§ Your assignment: Could you write out, word for word, only the lines from the one containing "feat: pass CloudEvent" through the last line of the data below?

Saved data entries
*** Begin section ***

PR #159, opened 2020-10-07
fix: update quarkus templates

### LINKED ISSUE #117: Update readme files of Quarkus templates
The template readmes don't contain any notion of `faas` CLI.

matejvasek:
resolves #117


matejvasek:
Note this is still in progress, I'll have to add templates for `HTTP`.
Question: would it be desirable to have also `Gradle` templates beside `Maven`?

matejvasek:
Diff view won't help much with this review. Just look at the new code.

templates/quarkus/events/src/main/java/functions/Function.java
```diff
@@ -0,0 +1,23 @@
...
+                            "id='" + cloudEvent.id() + '\'' +
+                            ", specVersion='" + cloudEvent.specVersion() + '\'' +
+                            ", source='" + cloudEvent.source() + '\'' +
+                            ", subject='" + cloudEvent.subject() + '\'' +
+                            '}');
+        }
+        return input;
+    }
+
+}
```
lance, line 23: Nit: newline

templates/quarkus/events/src/main/java/functions/Function.java
```diff
@@ -0,0 +1,23 @@
...
+        if (cloudEvent != null) {
+            System.out.println(
+                    "CloudEvent{" +
+                            "id='" + cloudEvent.id() + '\'' +
+                            ", specVersion='" + cloudEvent.specVersion() + '\'' +
+                            ", source='" + cloudEvent.source() + '\'' +
+                            ", subject='" + cloudEvent.subject() + '\'' +
+                            '}');
+        }
+        return input;
```
lance, line 20: I'm not sure what Quarkus is doing with `input` here. What does the object end up being, for example in the testcase?

lance (approved):
Really nice simplifications. A question and nit in comments. I'm also wondering about liveness/readiness endpoints. I suppose those should be added in the buildpack?

templates/quarkus/events/src/main/java/functions/Function.java
matejvasek: @lance This is simple echo function. Whatever you pass in it should be returned back.

matejvasek:
> Really nice simplifications. A question and nit in comments. I'm also wondering about liveness/readiness endpoints. I suppose those should be added in the buildpack?

@lance I don't think that should be in buildpack.  I believe that liveness/readiness should be directly in Quarkus Funqy for Knative. I'll need @patriot1burke blessing for that.

patriot1burke:
@matejvasek Can you talk about what you want to add on the quarkus list?  Quarkus may already be able to provide this.

templates/quarkus/events/src/main/java/functions/Function.java
matejvasek: In test-case it's `Integer`. At HTTP level -- whatever JSON value (object,array,string,bool,number,null) you send you should get equivalent JSON value back.

matejvasek:
https://groups.google.com/g/quarkus-dev/c/-c-AJWXybeA/m/-a2VYggNCQAJ

matejvasek:
@lance I added health check endpoints

templates/quarkus/events/src/main/resources/application.properties
```diff
@@ -1,3 +1,8 @@
 # Configuration file
 # key = value
-quarkus.funqy.export=echo
\ No newline at end of file
+
+quarkus.funqy.export=echo
+
+quarkus.smallrye-health.readiness-path=/readiness
+quarkus.smallrye-health.liveness-path=/liveness
```
matejvasek, line 7: @lance I had to add this, otherwise path is `ready/live` instead of `readiness/liveness`.

Same below.

lance: @matejvasek is the full path `/health/readiness` or just `/readiness`? I kind of like having the `/health` prefix as it minimizes the pollution at the root.

matejvasek: The paths are `/health/readiness` and `readiness/liveness`.
There is property `quarkus.smallrye-health.root-path` which is by default "/health".

matejvasek:
@lance `smallrye-health` works only with `HTTP` template now, it doesn't work with `events`. It will require changes to `Funqy` most likely. See https://groups.google.com/g/quarkus-dev/c/-c-AJWXybeA/m/-a2VYggNCQAJ. For now I could merge this PR without the health check endpoints. Is that OK?

matejvasek:
https://github.com/quarkusio/quarkus/pull/12681

PR #166, opened 2020-10-09
Allow set envvars

### LINKED ISSUE #157: Allow user to set environment variables for a Function
For JVM Quarkus we are using https://github.com/fabric8io-images/run-java-sh

The script can be controlled by environment variables.
In particular `JAVA_DEBUG`, which can enable debugging.

This might be useful for debugging in general.

matejvasek:
resolves #157

### DIFF
--- a/cmd/run.go
+++ b/cmd/run.go
@@ -13,6 +13,7 @@ import (
 func init() {
 	// Add the run command as a subcommand of root.
 	root.AddCommand(runCmd)
+	runCmd.Flags().StringArrayP("env", "e", []string{}, "Sets environment variables for the Function.")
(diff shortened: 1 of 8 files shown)


cmd/run.go
```diff
@@ -60,11 +69,29 @@ type runConfig struct {
...
+			for _, s := range envVarsA {
+				kvp := strings.Split(s, "=")
+				if len(kvp) == 2 && kvp[0] != "" {
+					envVarsM[kvp[0]] = kvp[1]
+				} else if len(kvp) == 1 &&  kvp[0] != "" {
+					envVarsM[kvp[0]] = ""
+				}
+			}
+		}
+	}
```
lance, line 91: Just at a quick glance this looks duplicated from above. Could it be extracted into a function?

zroubalik (approved):

PR #167, opened 2020-10-12
src: use Knative Client libraries

zroubalik:

Using Knative Client lib for manipulation with Knative (Serving/Eventing) objects

Fixes: https://github.com/boson-project/faas/issues/160

### DIFF
--- a/knative/client.go
+++ b/knative/client.go
@@ -8,6 +8,7 @@ import (
 	"time"
 
 	"k8s.io/client-go/tools/clientcmd"
+	clienteventingv1beta1 "knative.dev/client/pkg/eventing/v1beta1"
 	"knative.dev/client/pkg/kn/commands"
 	clientservingv1 "knative.dev/client/pkg/serving/v1"
 )
@@ -16,8 +17,45 @@ const (
 	DefaultWaitingTimeout = 60 * time.Second
 )
 
-func NewClient(namespace string, verbose bool) (clientservingv1.KnServingClient, io.Writer, error) {
+func NewServingClient(namespace string, verbose bool) (clientservingv1.KnServingClient, io.Writer, error) {
 
+	knParams := initKnParams(verbose)
+
+	client, err := knParams.NewServingClient(namespace)
+	if err != nil {
+		return nil, knParams.Output, fmt.Errorf("failed to create new serving client: %v", err)
+	}
+
+	return client, knParams.Output, nil
+}
+
+func NewEventingClient(namespace string, verbose bool) (clienteventingv1beta1.KnEventingClient, io.Writer, error) {
+
+	knParams := initKnParams(verbose)
+
+	client, err := knParams.NewEventingClient(namespace)
+	if err != nil {
+		return nil, knParams.Output, fmt.Errorf("failed to create new eventing client: %v", err)
+	}
+
+	return client, knParams.Output, nil
+}
+
+func GetNamespace(defaultNamespace string) (namespace string, err error) {
+	loadingRules := clientcmd.NewDefaultClientConfigLoadingRules()
+	clientConfig := clientcmd.NewNonInteractiveDeferredLoadingClientConfig(loadingRules, &clientcmd.ConfigOverrides{})
+	namespace = defaultNamespace
+
+	if defaultNamespace == "" {
+		namespace, _, err = clientConfig.Namespace()
+		if err != nil {
+			return
+		}
+	}
+	return
+}
+
+func initKnParams(verbose bool) commands.KnParams {
 	p := commands.KnParams{}
 	p.Initialize()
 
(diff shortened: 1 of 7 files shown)


knative/remover.go
```diff
@@ -22,36 +26,17 @@ type Remover struct {
...
-		remover.Namespace, _, _ = clientConfig.Namespace()
-	}
-	client, err := p.NewServingClient(remover.Namespace)
-	if err != nil {
-		return fmt.Errorf("remover failed to create new serving client: %v", err)
+		return
 	}
 
-	err = client.DeleteService(project, time.Second*30)
+	err = client.DeleteService(serviceName, time.Second*60)
```
matejvasek, line 39: :+1:

matejvasek (approved):

lance (approved):

knative/client.go
```diff
@@ -8,6 +8,7 @@ import (
 	"time"
 
 	"k8s.io/client-go/tools/clientcmd"
+	clienteventingv1beta1 "knative.dev/client/pkg/eventing/v1beta1"
 	"knative.dev/client/pkg/kn/commands"
```
rhuss, line 12: would it be possible to avoid this dependency ? This won't work in the future when we carve out the client-pkg repo, there must be no dependency on any cobra command.

knative/client.go
```diff
@@ -16,8 +17,45 @@ const (
 	DefaultWaitingTimeout = 60 * time.Second
 )
 
-func NewClient(namespace string, verbose bool) (clientservingv1.KnServingClient, io.Writer, error) {
+func NewServingClient(namespace string, verbose bool) (clientservingv1.KnServingClient, io.Writer, error) {
 
+	knParams := initKnParams(verbose)
+
+	client, err := knParams.NewServingClient(namespace)
```
rhuss, line 24: You should use the constructor from the client API package to avoid a link into the command line parsing.

Not sure how easy this is, but we should make this possible.

knative/client.go
```diff
@@ -16,8 +17,45 @@ const (
...
+	if defaultNamespace == "" {
+		namespace, _, err = clientConfig.Namespace()
+		if err != nil {
+			return
+		}
+	}
+	return
+}
+
+func initKnParams(verbose bool) commands.KnParams {
```
rhuss, line 58: we shoul get rid of this method

knative/describer.go
```diff
@@ -1,69 +1,57 @@
...
-	eventingClient := describer.eventingClient
+func (d *Describer) Describe(name string) (description faas.Description, err error) {
 
 	serviceName, err := k8s.ToK8sAllowedName(name)
 	if err != nil {
 		return
 	}
 
-	service, err := servingClient.Services(namespace).Get(serviceName, metav1.GetOptions{})
+	servingClient, _, err := NewServingClient(d.namespace, d.Verbose)
```
rhuss, line 39: This is the canonical constructor that should be used to avoid the dependency on the commands.

rhuss (commented):
Thanks ! In general looks very good, except one place where there is still a dependency on the kn commands themselves. Not sure why this is needed but we should get rid of this.

knative/describer.go
zroubalik: This is the constructor from `knative/client.go` https://github.com/boson-project/faas/pull/167/files/62c488923ae8ce21b3d6b49d49e80cc27282763d#diff-cc862f411ab104c6c73b4f523a13b5a516a6ac6ceaf8edd7bcc664ec12b33889R20

knative/client.go
```diff
@@ -28,16 +66,5 @@ func NewClient(namespace string, verbose bool) (clientservingv1.KnServingClient,
 		p.Output = &bytes.Buffer{}
```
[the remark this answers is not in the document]
rhuss: Let me check tomorrow, but I don't think that the service API prints anything out on its own. 

What actuallly do you want to capture ?

zroubalik:
@rhuss I have updated the PR according to your comments, PTAL :)

knative/client.go
```diff
@@ -1,43 +1,68 @@
...
+	eventingv1beta1 "knative.dev/eventing/pkg/client/clientset/versioned/typed/eventing/v1beta1"
+	servingv1 "knative.dev/serving/pkg/client/clientset/versioned/typed/serving/v1"
 )
 
 const (
 	DefaultWaitingTimeout = 60 * time.Second
 )
 
-func NewClient(namespace string, verbose bool) (clientservingv1.KnServingClient, io.Writer, error) {
+func NewServingClient(namespace string) (clientservingv1.KnServingClient, error) {
```
rhuss, line 18: Looks good ! As a future step we might consider to take over those constructors methods to the knative client, too, so that the user doesn't have to specify the config on her own.

knative/client.go
```diff
@@ -1,43 +1,68 @@
...
 
 import (
-	"bytes"
 	"fmt"
-	"io"
-	"os"
 	"time"
 
 	"k8s.io/client-go/tools/clientcmd"
-	"knative.dev/client/pkg/kn/commands"
```
rhuss, line 11: 👍

rhuss (approved):
Looks good to me, thanks !

/approve
/lgtm

PR #172, opened 2020-10-13
feat: pass CloudEvent data as first parameter for Node.js event fns

lance:
The 0.4.0 version of faas-js-runtime extracts the CloudEvent data from
an incoming event and provides that as the first parameter when invoking
a function which receives a CloudEvent. This commit bumps to that version
as well as improves the overall readability and code documentation for the
Node.js CloudEvent function.


zroubalik (approved):
LGTM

*** End section ***

§ Result for this task:
feat: pass CloudEvent data as first parameter for Node.js event fns

lance:
The 0.4.0 version of faas-js-runtime extracts the CloudEvent data from
an incoming event and provides that as the first parameter when invoking
a function which receives a CloudEvent. This commit bumps to that version
as well as improves the overall readability and code documentation for the
Node.js CloudEvent function.


zroubalik (approved):
LGTM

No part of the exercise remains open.